汐ノ宮を出て、まず住宅地の中の千代田神社へ向かった。駅から近い場所なのに、境内では町の音が一枚薄い布を隔てたように聞こえる。平安・鎌倉期の神像を伝える社の時間を背にして川へ下ると、静けさの質が変わった。汐の宮公園では橋のそばを石川が流れ、さらに川沿いを歩くと、鳥を探す人のための道としてもこの水辺が見られていることに気づく。鳥影は確かめられなくても、見上げる余白が歩く速度を落とした。向野町のこぐま商店では、手焼きのおかきという現在の手仕事に寄り道した。香ばしさの想像が、古い場所ばかりを追っていた気分をほどいた。その後は長野神社へ進み、檜皮葺きの本殿に残る古い時間を受け止め、最後に長野公園の丘へ上がった。石川、住宅地、社寺の屋根が遠ざかり、旅の始まりから続いていた音の間隔だけが静かに残った。
この旅の足跡
- 千代田神社は住宅地の中に静かに鎮まり、平安・鎌倉期の木造神像を伝えている。駅から近いのに、境内へ入ると生活音の輪郭が少し遠のくのが印象に残った。

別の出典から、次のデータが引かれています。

PR #13, opened 2016-03-21
Set subscription info on registration

gsvr:
- [x] messageset_id
- [x] next_sequence_number
- [x] schedule


gsvr:
@imsickofmaps Please review.

hellomama_registration/settings.py
```diff
@@ -178,4 +178,14 @@
 CELERY_RESULT_SERIALIZER = 'json'
 CELERY_ACCEPT_CONTENT = ['json']
 
+PREBIRTH_MIN_WEEKS = 10
+PREBIRTH_MAX_WEEKS = 42
+POSTBIRTH_MIN_WEEKS = 0
+POSTBIRTH_MAX_WEEKS = 52
+
+MESSAGESET_URL = 'http://localhost:8005/api/v1/messageset/'
```
imsickofmaps: This needs an `os` set option too.

hellomama_registration/settings.py
```diff
@@ -178,4 +178,14 @@
...
+MESSAGESET_TOKEN = 'REPLACEME'
+SCHEDULE_URL = 'http://localhost:8005/api/v1/schedule/'
```
imsickofmaps: I'd prefer these were one base `stage-based-store` service URL

registrations/tasks.py
```diff
@@ -80,6 +80,80 @@ def calc_baby_age(today, baby_dob):
...
+
+def get_messageset_schedule_sequence(short_name, weeks, voice_days,
+                                     voice_times):
+    # get messageset_id
+    url = settings.MESSAGESET_URL
+    params = {'short_name': short_name}
+    headers = {'Authorization': ['Token %s' % settings.MESSAGESET_TOKEN],
+               'Content-Type': ['application/json']}
+    r = requests.get(url, params=params, headers=headers)
+    messageset_id = r.json()["id"]
```
imsickofmaps: these services calls need to be abstracted into a function that is using a client that handles retries and failures etc. For now, open an issue for the client and just move to function to unblock this issue.

registrations/tasks.py
```diff
@@ -80,6 +80,80 @@ def calc_baby_age(today, baby_dob):
...
+    else:
+        schedule_id = r.json()["default_schedule"]
+        # get schedule
+        url = settings.SCHEDULE_URL + str(schedule_id) + "/"
+        headers = {'Authorization': ['Token %s' % settings.SCHEDULE_TOKEN],
+                   'Content-Type': ['application/json']}
+        r = requests.get(url, headers=headers)
+
+    # calculate next_sequence_number
+    days_of_week = r.json()["day_of_week"]
```
imsickofmaps: needs more comments, logic is correct, but without sample data it's not clear

hellomama_registration/settings.py
```diff
@@ -178,4 +178,14 @@
 CELERY_RESULT_SERIALIZER = 'json'
 CELERY_ACCEPT_CONTENT = ['json']
 
+PREBIRTH_MIN_WEEKS = 10
```
imsickofmaps: these also need `os` options. But wrap them in `int()` because envvars are strings.

registrations/tasks.py
```diff
@@ -220,25 +296,60 @@ def create_subscriptionrequests(self, registration):
...
+        mother_msgset_id, mother_msgset_schedule, next_sequence_number =\
+            get_messageset_schedule_sequence(
+                mother_short_name, weeks, voice_days, voice_times)
         mother_sub = {
             "contact": registration.mother_id,
-            "messageset_id": 1,  # TODO
-            "next_sequence_number": 1,  # TODO
+            "messageset_id": mother_msgset_id,
+            "next_sequence_number": next_sequence_number,
             "lang": LANG_CODES[registration.data["language"]],
```
imsickofmaps: we need to not need this mapping because we're using proper lang codes. Opened https://github.com/praekelt/mama-ng-jsbox/issues/105 for the other side of this, go to using the codes as-is in the submission.

registrations/tests.py
```diff
@@ -626,8 +652,44 @@ def test_validate_baby_too_old(self):
...
+        )
+        # mock household messageset lookup
+        query_string = '?short_name=prebirth_household_text_10_42'
+        responses.add(
+            responses.GET,
+            'http://localhost:8005/api/v1/messageset/%s' % query_string,
+            json={"id": 3, "short_name": 'prebirth_household_text_10_42',
+                  "default_schedule": 3},
+            status=200, content_type='application/json',
+            match_querystring=True  # pos responses documentation!
```
imsickofmaps: I get the frustration, but this comment offers no value to the reader :smile:

imsickofmaps:
Done with first pass. Add the function stuff and I'll recheck.

gsvr:
@imsickofmaps Please have another look

registrations/tasks.py
```diff
@@ -95,60 +87,49 @@ def get_messageset_short_name(stage, recipient, msg_type, weeks):
...
-    }
-    t2 = t2_map[times]
-    t3_map = {
-        'mon_wed': "1,3",
-        'tue_thu': "2,4"
-    }
-    t3 = t3_map[days]
-    t4 = "*"
-    t5 = "*"
+def get_messageset(short_name):
```
imsickofmaps, line 100: The response will be an array of results so the right one needs returning

imsickofmaps:
Minor change then :+1:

- 汐の宮公園は駅から徒歩約2分で、橋のそばを石川が流れる小さな公園だという。名所らしさより、ベンチの近くで川音と町の音が混ざる具合を確かめたくなった。
- 石川沿いには河内長野駅前から汐ノ宮近くまで約3.7kmの探鳥コースが紹介されている。鳥を必ず見られるとは限らないが、見上げる時間が歩幅を変えそうだと思った。

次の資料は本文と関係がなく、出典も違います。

PR #22, opened 2016-03-24
Fix webhooks to use better task wrapper

imsickofmaps:
See seed-identity-store for example


imsickofmaps:
@gsvr ready for review

gsvr:
:+1:

PR #35, opened 2016-03-30
Set welcome message on subscription metadata

imsickofmaps:
see https://github.com/praekelt/seed-stage-based-messaging/issues/9


registrations/tests.py
```diff
@@ -1111,6 +1113,8 @@ def test_friend_only_voice_mon_wed_2_5(self):
         self.assertEqual(d_friend.next_sequence_number, 5)
         self.assertEqual(d_friend.lang, "eng_NG")
         self.assertEqual(d_friend.schedule, 3)
+        self.assertEqual(d_friend.metadata["prepend_next_delivery"],
```
imsickofmaps, line 1197: @gsvr not sure about this one

imsickofmaps:
@gsvr review please

imsickofmaps:
@gsvr I've just realised I've sent the SMS as a prepend too instead of immediately as per https://github.com/praekelt/hellomama-registration/issues/36 - will resolve tomorrow, please review the rest though.

registrations/tests.py
gsvr, line 1197: I'm actually not sure either. I vaguely recall seeing a note somewhere that for this kind of registration where the same user gets the mother and household messages, that we should send only one welcome message (probably the mother's).  But I can't find it in a scope now, so I'm unsure.

gsvr:
I'm happy with it in principle.  If you want to you can land this and then we can change the welcome SMS sending in #36, otherwise we could do the work for #36 here.

imsickofmaps:
@gsvr ready for re-review

gsvr:
:+1: when travis happy

PR #42, opened 2016-04-07
Updating registration files

bruskiza:


bruskiza:
Asset push. will merge when travis.

PR #44, opened 2016-04-07
Adding public assets

bruskiza:


bruskiza:
Asset commit. cc @smn @imsickofmaps

PR #40, opened 2016-04-07
Add more helpful admin views

imsickofmaps:


imsickofmaps:
Self landing as just admin views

- こぐま商店は向野町で手焼きのおかきを扱い、営業時間は10時から17時と案内されている。90年続く焼きの手仕事を、旅の途中の小さな音として想像した。
- 長野神社の本殿は檜皮葺きの一間社流造りで、天文期の建築と推定されている。大きな観光地の喧騒ではなく、町の中に古い時間が立っていることに惹かれた。
- 長野公園は石川の対岸の丘にあり、市内を一望できる自然公園として案内されている。桜の名所として知られる場所をあえて季節の外から眺め、遠くの生活音まで景色に含めたい。